The arylsulfatase A gene of a Japanese patient who has the juvenile form of metachromatic leukodystrophy, and who has been previously reported as a heterozygote of the 1070A mutation, was investigated. Nucleotide sequence analysis revealed the presence of a previously unreported C-to-T substitution (designated 2330T), 22 nucleotides downstream from the exon 8 splice acceptor site. Although the 2330T mutation itself results in a single amino acid substitution of Thr409 by Ile, the analysis of the patient's cDNA fragments amplified by the reverse transcription-polymerase chain reaction revealed that transcripts of the 2330T allele were spliced both normally and aberrantly.
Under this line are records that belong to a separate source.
PR #475, opened 2020-02-19
Indicate older DMN file incompatibility

### LINKED ISSUE #471: Capture opening attempts of older DMN standard diagrams and indicate issue with proper error message

People will update to dmn-js@8.0.0 as they always do. Only a few will read the changelog and understand the implications of the update. On diagram open, right now, we display the cryptic error message cannot parse diagram as `dmn:Definitions`.

To reduce our support effort we should capture opening attempts of older diagrams and indicate that with a proper (_TBD_) error message.

* [ ] Detect if diagram with older DMN standard version is being opened
* [ ] Output a proper error message that links to a help / learning resource (we may need to distinguish user facing errors from console.log statements. The later could be more descriptive).

Do nothing. This may cause big frustration for users and large amounts of support effort on our side.

__Additional context__

Detecting and indicating miss-use / common user errors is a good practice, seen in many libraries.

nikku:
Closes #471

### DIFF
--- a/packages/dmn-js-shared/src/base/Manager.js
+++ b/packages/dmn-js-shared/src/base/Manager.js
@@ -101,7 +101,7 @@ export default class Manager {
       this._setDefinitions(definitions);
 
       if (err) {
-        err = checkValidationError(err);
+        err = checkDMNCompatibilityError(err, xml) || checkValidationError(err) || err;
       }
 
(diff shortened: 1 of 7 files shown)


nikku:
I'm open for feedback if error and log statement are good enough :deciduous_tree:

PR #510, opened 2020-05-19
chore(hit-policy): improve viewer style

barmac:
After the hit policy PR was merged, I noticed that in the viewer it looks kinda odd. This PR is aimed to fix the problem.

Before:
image

After:
image

### DIFF
--- a/packages/dmn-js-decision-table/assets/css/dmn-js-decision-table.css
+++ b/packages/dmn-js-decision-table/assets/css/dmn-js-decision-table.css
@@ -242,6 +242,11 @@
   margin: 0 10px;
 }
 
+.dmn-decision-table-container .hit-policy-value::after {
+  content: '—';
+  margin-left: 5px;
+}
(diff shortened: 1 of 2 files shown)


volkergersabeck:
alternative maybe: have the hit policy label and the explanation text in the same font size, but separated by an m-dash (&mdash;)

pinussilvestrus:
or display the explanation in parentheses "(..)".

+1 for having the same font-size

barmac:
image

Let's have a look.

barmac:
I think I like the solution above more. What do you think?

nikku:
+1 for https://github.com/bpmn-io/dmn-js/pull/510#issuecomment-630877602.

barmac:
> +1 for [#510 (comment)](https://github.com/bpmn-io/dmn-js/pull/510#issuecomment-630877602).

It's on the branch now :)

PR #511, opened 2020-05-19
Rework decision table head

### LINKED ISSUE #498: Implement new ability to create columns to the right
__What should we do?__

Implement the new adding-column design

image

Note that,
* the adding circles are placed at the end the last input and output column
* centered vertically on the line
* the double border is getting thicker

__Why should we do it?__

We can get rid of the overloading global input/output header

Child of #494

### LINKED ISSUE #499: Implement new column header design
__What should we do?__

Implement the new design of input/output column headers

Cf. [Demo](https://dmn-prototypes.netlify.app/column-editing-final/)

image

image

* [ ] Every cell has a When/And/Then clause depending on its position
   * First Input Column: When
   * First Output Column: Then
   * n+2nd Input/Output column: And
* [ ] The input/output label is vertically centered and left-aligned
* [ ] The input/output label is a single line only
* [ ] The input/output label has a maximum width
* [ ] The input/output label got cropped when it exceeds the maximum width
* [ ] The input/output type OR allowed values are displayed in the bottom right corner

Things we can consider:
* Open current type editing modal when clicking on the bottom-right type label, as an intermediate step
* Keep the drag and drop functionality to change column order as it is
* Currently we show the expression if no label is filled. What shall we do if it is a multi-line script?

__Why should we do it?__

We can get rid of multiple cells for the headers

Child #494

barmac:
* Only one row for column labels.
* Input/output context menu extended with type ref.
* Moved "add column" button to the right edge of column group.
* Added input/output clauses.
* Moved drag'n'drop handle to top right corner.

Closes #498
Closes #499


oguzeroglu:
One feedback about this PR: It'd be really nice if the PR is easily reviewable -> Separate commits for each step.

philippfromme:
@oguzeroglu Since I'm more familiar with this project I can take over the review.

philippfromme:
One thing I noticed is that adding inputs and outputs has become harder because you only have a tiny button you can click. It used to be an entire cell.

philippfromme:
Also: There is no indication that the buttons that add columns are interactive other than a `cursor: pointer` which we don't want. We need another way of indicating that.

philippfromme:
Have we made any conscious decision about where the watermark should be after changing the table head? Right now it sits quite awkwardly next to the table:

image

barmac:
> Also: There is no indication that the buttons that add columns are interactive other than a `cursor: pointer` which we don't want. We need another way of indicating that.

Can you suggest any solution to the problem?

philippfromme:
> Can you suggest any solution to the problem?

I'd probably color the buttons to begin with so they stand out more. I tried a blue background, a white outline and centering them a bit better:

image

The outline color could change on hover.

barmac:
For comparison, this is the way we used to highlight the button:

Kapture 2020-05-26 at 9 20 26

barmac:
> Have we made any conscious decision about where the watermark should be after changing the table head? Right now it sits quite awkwardly next to the table:
> 
> image

Let's discuss it separately.

philippfromme:
> Let's discuss it separately.

In a separate issue you mean?

barmac:
Exactly. I think it's outside of the scope of this pull request.

barmac:
I think also that the rebranding stuff will touch the topic of logo position.

philippfromme:
Alright, so we definitely need to have another hover indication instead of the pointer.

Also: I noticed that the _Hit Policy_ label is the only text in the entire table that's bold. From a visual hierarchy point of view that makes little sense to me.

philippfromme:
image

Did we decide to move the _View DRD_ button and logo above the table? I know this wasn't considered in the prototype but we have to deal with it somehow. As I've already pointed out if you do not have the _View DRD_ button the logo ends up right of the table which doesn't seem to be something that we want.

barmac:
> image
> 
> Did we decide to move the _View DRD_ button and logo above the table? I know this wasn't considered in the prototype but we have to deal with it somehow. As I've already pointed out if you do not have the _View DRD_ button the logo ends up right of the table which doesn't seem to be something that we want.

This one slipped as we already disabled the logo in Camunda Modeler. In my opinion the logo should not float to the right as with fixed-width of the columns it might land outside of the area we want it to be, as can be seen on your screenshot.

philippfromme:
Another question: Have we thought about literal expressions? They also have a header. Have we deliberately decided to not apply the same changes?

image

pinussilvestrus:
> Have we thought about literal expressions

No, we have not discussed it right now. Maybe it makes sense to have the same changes there (remove id field etc.). But this have to go in another issue.

nikku:
We should consider aligning both in the next dmn-js release.

philippfromme:
Maybe we should have a separate issue for literal expressions then.

pinussilvestrus:
Done: https://github.com/bpmn-io/dmn-js/issues/515

Feel free to add additional work items on the list. Thanks for mentioning this one @philippfromme

barmac:
button

I just pushed changed hover indicator. Shipped with increased padding for the button and `cursor: pointer` removal.

barmac:
@philippfromme how does it feel now?

nikku:
Looks much better.

barmac:
@philippfromme Do I still need to change anything here?

philippfromme:
Not for now. I'll have another look at this.

philippfromme:
The clickable area is rectangular whereas the visible button is circular which I find unintuitive. I even partially obscures the text in the cell on the right.

image

My suggestion is something similar to what I already commented:

suggestion

I changed a couple of things:

* moved the button 1px to the right so it's more in the center
* smaller padding of 4px so the clickable area doesn't obscure the text in the cell on the right

image

* added a box-shadow around the button so is stands out a bit more and doesn't clash with the table borders

image

PR #531, opened 2020-07-02
chore(decision-table): update table-js to v6.1.0

barmac:
This is actually required for the new column editing feature.


oguzeroglu:
If CI works, I'll approve this 🐒

PR #544, opened 2020-07-09
chore(CHANGELOG): update to v9.0.0

barmac:


barmac:
Let's release it then.

PR #565, opened 2020-08-06
Context menu anywhere on rules

### LINKED ISSUE #555: Be able to remove row when clicking on leftmost column

DMN decision table columns can be removed by right-clicking in the column header.
The same is not possible for rows. They can only be removed by clicking into a respective cell. 

The experience should be consistent for rows and colums.

- [ ] Be able to remove a row via context-menu which is opened via right-clicking into the leftmost column.
- [ ] Be able to remove a column via context-menu which is opened via right-clicking into a cell.

Alternatively we could only allow adding / removing rows and columns via the leftmost and top row.

__Additional context__

Enhancement collected during DMN user training.

barmac:

Closes #555

__Definition of Done__

### DIFF
--- a/packages/dmn-js-decision-table/src/features/annotations/components/AnnotationCell.js
+++ b/packages/dmn-js-decision-table/src/features/annotations/components/AnnotationCell.js
@@ -12,7 +12,7 @@ export default function AnnotationCell(props) {
   } = row.businessObject;
 
   return (
-    <Cell className="annotation" elementId={ id + '__annotation' }>
+    <Cell className="annotation" elementId={ id }>
       { description || '-' }
     </Cell>
   );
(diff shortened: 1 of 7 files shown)


packages/dmn-js-decision-table/src/features/annotations/components/AnnotationCell.js
```diff
@@ -12,7 +12,7 @@ export default function AnnotationCell(props) {
   } = row.businessObject;
 
   return (
-    <Cell className="annotation" elementId={ id + '__annotation' }>
```
pinussilvestrus, line 15: Why we had this suffix in the first place?

pinussilvestrus: Kapture 2020-08-07 at 8 36 28

Seems like this is causing unwanted side effects. The annotation content will be displayed as description for some reason.

barmac: > Why we had this suffix in the first place?

That's a good question. It does not lead to any element of XML and is not used anywhere.

barmac: Fixed :)

PR #597, opened 2020-10-15
Allow decision name to take empty space

### LINKED ISSUE #579: Allocate more space for a decision name

[This issue was collected by PM in a user feedback / testing session].
Long Decision names are currently not entirely visible in the DMN decision table view. 
LongDecisionName

In the dmn decision table header, next to the Hit policy there is still plenty of empty space. This space shall be used when a long decision name is entered. For example:
* No max-width for the decision name
* Define min-width for the Hit Policy span
* Max-width of the table header should not be large than the table body

Alternatively one can move the Hit Policy span to the right side even if a decision name is short.

__Additional context__

barmac:
Closes #579

__Definition of Done__

### DIFF
--- a/packages/dmn-js-decision-table/assets/css/dmn-js-decision-table.css
+++ b/packages/dmn-js-decision-table/assets/css/dmn-js-decision-table.css
@@ -85,7 +85,7 @@
 }
 
 .dmn-decision-table-container .tjs-container {
-  display: grid;
+  display: inline-grid;
   grid-template-columns: min-content auto;
 
 }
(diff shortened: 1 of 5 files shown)


packages/dmn-js-decision-table/assets/css/dmn-js-decision-table.css
```diff
@@ -258,10 +258,12 @@
 .dmn-decision-table-container .decision-table-name {
   position: relative;
   display: inline-block;
```
MaxTru, line 260: Since the parent has `display: flex`, I don't think we need this, do we? (aren't we mixing concepts then?)

MaxTru (approved):
Screenshot_20201016_105806
Works good! :+1: Only 1 comment for clarification

But do we still need

packages/dmn-js-decision-table/assets/css/dmn-js-decision-table.css
barmac: Yeah, it makes sense. I've pushed a change for that plug a few `span -> div` changes as we use blocks.

PR #598, opened 2020-10-15
Correctly update examples

barmac:
This allows to keep `package-lock.json` files updated accordingly.

Related to https://github.com/bpmn-io/dmn-js-examples/issues/18

__Definition of Done__

### DIFF
--- a/tasks/stages/update-examples
+++ b/tasks/stages/update-examples
@@ -16,8 +16,13 @@ cd "$EXAMPLES_DIR"
 TOOLKIT_VERSION="${TRAVIS_TAG:1}"
 echo "Updating toolkit versions to $TOOLKIT_VERSION"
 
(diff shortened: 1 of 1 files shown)


nikku:
What was wrong about the old way of updating?

From what I understand this PR now force installs dmn-js, if it is used or not, does not matter.

nikku:
To fix bpmn-io/dmn-js-examples#18 we could update the package-lock after each "patch", too.

nikku:
Obviously one could argue that every project in dmn-js-examples should depend on dmn-js. In this case the PR is :rocket:.

barmac:
> What was wrong about the old way of updating?

It was impossible to run `npm ci `.

> Obviously one could argue that every project in dmn-js-examples should depend on dmn-js. In this case the PR is 🚀.

Yeah, that's what I'd expect.

nikku:
All right then.

nikku:
Alternative, as mentioned would have been to rebuild the package lock, which is a reasonable behavior after updating the examples, too.

PR #621, opened 2021-01-18
test: disable focus tests on Firefox

nikku:
These tests only work once in a while.

We cannot have a sporadically failing test suite.

Closes https://github.com/bpmn-io/dmn-js/issues/618


philippfromme (approved):
👏

PR #635, opened 2021-06-03
Allow to add output if dmn:input does not exist

barmac:
Previously the editor would fail to add an output if no input was given in the DMN table. This PR fixes the behavior.

### DIFF
--- a/packages/dmn-js-decision-table/src/features/editor-actions/DecisionTableEditorActions.js
+++ b/packages/dmn-js-decision-table/src/features/editor-actions/DecisionTableEditorActions.js
@@ -115,7 +115,8 @@ export default class DecisionTableEditorActions {
         const root = sheet.getRoot(),
               businessObject = root.businessObject;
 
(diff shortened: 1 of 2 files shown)


nikku:
Added a (maybe useful) PR description.

nikku:
Reminder to remove the unused PR template [which I did](https://github.com/bpmn-io/dmn-js/commit/1c012c3be070c205edf184f7b550c1f3d0c5e394).

pinussilvestrus (approved):
nice catch 👍 

interesting that we were prepared for it in the [`addInput` action](https://github.com/bpmn-io/dmn-js/blob/d6e74f6168fd421dfe4a47cd6952a0c4a9b18372/packages/dmn-js-decision-table/src/features/editor-actions/DecisionTableEditorActions.js#L65) but not the other way around.

barmac:
I don't get why codecov says it's not covered while it's covered o.O

PR #3506, opened 2015-01-24
Changes in file headers

vlakoff:
Addresses #3498, based on @jim-parry's comments.


narfbg:
EllisLab is still the author and Jim's comments were about application/ only ...

Please don't open any new PRs about this ... we now have ~10 issues and pull requests for this single thing. We'll do what's necessary once we decide it.

PR #3510, opened 2015-01-26
Session writeup error?

jim-parry:
This mistake was pointed out to me ... it looks like the session table create command suggests "session_id" as the primary key, when it should actually say "id".

### DIFF
--- a/user_guide_src/source/libraries/sessions.rst
+++ b/user_guide_src/source/libraries/sessions.rst
@@ -569,7 +569,7 @@ For PostgreSQL::
 		"ip_address" varchar(45) NOT NULL,
 		"timestamp" bigint DEFAULT 0 NOT NULL,
 		"data" text DEFAULT '' NOT NULL,
-		PRIMARY KEY ("session_id")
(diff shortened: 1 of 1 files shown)


Razican:
AFAIK "id" was renamed to "session_id" in CI3

jim-parry:
The problem is the contradictory SQL...
CREATE TABLE "ci_sessions" (
        "id" varchar(40) NOT NULL,
        "ip_address" varchar(45) NOT NULL,
        "timestamp" bigint DEFAULT 0 NOT NULL,
        "data" text DEFAULT '' NOT NULL,
        PRIMARY KEY ("session_id")
);

CREATE INDEX "ci_sessions_timestamp" ON "ci_sessions" ("timestamp");

There is no "session_id" field created. I don't have any strong feeling for one or the other, just that they should match :-/

narfbg:
You haven't pulled last week's changes ... 3053b81940f2b5e8f608290a43a77886ebc70ae4

narfbg:
... or you have, but my search for 'session_id' failed for some reason.

PR #3511, opened 2015-01-26
Update CI_VERSION from 2.2.0 to 2.2.1

ColonelMoutarde:


narfbg:
Did that manually ... don't target master.

PR #3518, opened 2015-01-27
On email validation check for MX records

george-dragnea:
We can use getmxrr to check if domain has MX records.


kakysha:
From http://php.net/manual/en/function.getmxrr.php:
`Note:
This function should not be used for the purposes of address verification. `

The aberrant splicing produced a 27-nucleotide deletion from the usual exon 8 splice acceptor site. These results indicate that the new mutation is a rare case of an exon mutation affecting splice site selection. The mechanism of this aberrant pre-mRNA splicing is discussed.

Original languageEnglish
Pages (from-to)415-420
Number of pages6
JournalHuman Genetics
Volume93
Issue number4
DOIs
Publication statusPublished - 1994 Apr 1
Externally publishedYes

ASJC Scopus subject areas

  • Genetics
  • Genetics(clinical)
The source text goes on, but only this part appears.